▸ PROBLEM TO WORK ON:
The full set of entries below needs to be written out exactly.

▸ SUPPLIED RECORDS:
---+---

PR #1273, opened 2016-10-12
GH1279: Adding all current parameters for VSTest

jnm2:
This adds the following parameters:

 * Parallel
 * EnableCodeCoverage
 * UseVsixExtensions
 * TestAdapterPath
 * TestCaseFilter
 * Diag

This is all the usable parameters as per the latest VSTest in VS2015.3, except the `/List*` parameters which didn't quite fit the flow because they return information instead of running tests.
The summaries are straight from the console documentation, except...

Major complaint: I think there is great value in copying the command line help description of each parameter. The build-enforced `Gets or sets` and `Gets or sets a value indicating whether` is frustrating to work into the summary and brings down the documentation quality here and on the website. I especially like the `If set,` because it clarifies instinctively what the default is. Also, [this made me sad](https://github.com/jnm2/cake/commit/cef2a28a7c846462625ca146c2b3e0622527fd09#diff-c12c4a8cdb9f063b6dcb007fa44e6c09R76). So did [this](https://github.com/jnm2/cake/commit/cef2a28a7c846462625ca146c2b3e0622527fd09#diff-c12c4a8cdb9f063b6dcb007fa44e6c09R61).

Question: Lots of tests on `Should_Not_Use_*_By_Default` that are entirely identical. Would it be better to have a single default settings test?

### DIFF
--- a/src/Cake.Common.Tests/Unit/Tools/VSTest/VSTestRunnerTests.cs
+++ b/src/Cake.Common.Tests/Unit/Tools/VSTest/VSTestRunnerTests.cs
@@ -153,7 +153,7 @@ namespace Cake.Common.Tests.Unit.Tools.VSTest
         }
 
         [Fact]
-        public void Should_Not_Use_Isolation_By_Default()
+        public void Should_Have_No_Args_By_Default()
         {
             // Given
             var fixture = new VSTestRunnerFixture();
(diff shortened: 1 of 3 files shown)


jnm2:
And this:
> /// Gets or sets a value indicating whether [suppress root directory].
>
> *[HeatSettings.cs](https://github.com/cake-build/cake/blob/88a61b352eb49e97390124d6144cdca38ef40645/src/Cake.Common/Tools/WiX/Heat/HeatSettings.cs#L161)*

gep13:
@jnm2 was there an issue raised for this?

As per our contributing guidelines, we like to have an issue that we can reference: https://github.com/cake-build/cake/blob/develop/CONTRIBUTING.md

jnm2:
@gep13 Will do. #1279

jnm2:
So I still have those two questions. Can I get rid of the inflexible "Gets or sets a value UK indicating whether", and can the defaults tests be merged into once since they're identical?

patriksvensson:
@jnm2 No, we want to test one thing in every test.

gep13:
>@jnm2 said...
Can I get rid of the inflexible "Gets or sets a value indicating whether"

This is a standard convention used across the whole of Cake, so no, we aren't going to change that in this instance.

patriksvensson:
@jnm2 Yes, @gep13 is correct about this.

However, I take back what I wrote to you before. I misunderstood the question. Those identical tests can in fact be replaced with a single test. I misunderstood, sorry.

jnm2:
@gep13 @patriksvensson :+1:

jnm2:
@gep13 @patriksvensson :+1: Done.

patriksvensson:
@jnm2 Merged! Thank you for your contribution! 😄 👍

---+---

▸ OUTPUT:
PR #1273, opened 2016-10-12
GH1279: Adding all current parameters for VSTest

jnm2:
This adds the following parameters:

 * Parallel
 * EnableCodeCoverage
 * UseVsixExtensions
 * TestAdapterPath
 * TestCaseFilter
 * Diag

This is all the usable parameters as per the latest VSTest in VS2015.3, except the `/List*` parameters which didn't quite fit the flow because they return information instead of running tests.
The summaries are straight from the console documentation, except...

Major complaint: I think there is great value in copying the command line help description of each parameter. The build-enforced `Gets or sets` and `Gets or sets a value indicating whether` is frustrating to work into the summary and brings down the documentation quality here and on the website. I especially like the `If set,` because it clarifies instinctively what the default is. Also, [this made me sad](https://github.com/jnm2/cake/commit/cef2a28a7c846462625ca146c2b3e0622527fd09#diff-c12c4a8cdb9f063b6dcb007fa44e6c09R76). So did [this](https://github.com/jnm2/cake/commit/cef2a28a7c846462625ca146c2b3e0622527fd09#diff-c12c4a8cdb9f063b6dcb007fa44e6c09R61).

Question: Lots of tests on `Should_Not_Use_*_By_Default` that are entirely identical. Would it be better to have a single default settings test?

### DIFF
--- a/src/Cake.Common.Tests/Unit/Tools/VSTest/VSTestRunnerTests.cs
+++ b/src/Cake.Common.Tests/Unit/Tools/VSTest/VSTestRunnerTests.cs
@@ -153,7 +153,7 @@ namespace Cake.Common.Tests.Unit.Tools.VSTest
         }
 
         [Fact]
-        public void Should_Not_Use_Isolation_By_Default()
+        public void Should_Have_No_Args_By_Default()
         {
             // Given
             var fixture = new VSTestRunnerFixture();
(diff shortened: 1 of 3 files shown)


jnm2:
And this:
> /// Gets or sets a value indicating whether [suppress root directory].
>
> *[HeatSettings.cs](https://github.com/cake-build/cake/blob/88a61b352eb49e97390124d6144cdca38ef40645/src/Cake.Common/Tools/WiX/Heat/HeatSettings.cs#L161)*

gep13:
@jnm2 was there an issue raised for this?

As per our contributing guidelines, we like to have an issue that we can reference: https://github.com/cake-build/cake/blob/develop/CONTRIBUTING.md

jnm2:
@gep13 Will do. #1279

jnm2:
So I still have those two questions. Can I get rid of the inflexible "Gets or sets a value UK indicating whether", and can the defaults tests be merged into once since they're identical?

patriksvensson:
@jnm2 No, we want to test one thing in every test.

gep13:
>@jnm2 said...
Can I get rid of the inflexible "Gets or sets a value indicating whether"

This is a standard convention used across the whole of Cake, so no, we aren't going to change that in this instance.

patriksvensson:
@jnm2 Yes, @gep13 is correct about this.

However, I take back what I wrote to you before. I misunderstood the question. Those identical tests can in fact be replaced with a single test. I misunderstood, sorry.

jnm2:
@gep13 @patriksvensson :+1:

jnm2:
@gep13 @patriksvensson :+1: Done.

patriksvensson:
@jnm2 Merged! Thank you for your contribution! 😄 👍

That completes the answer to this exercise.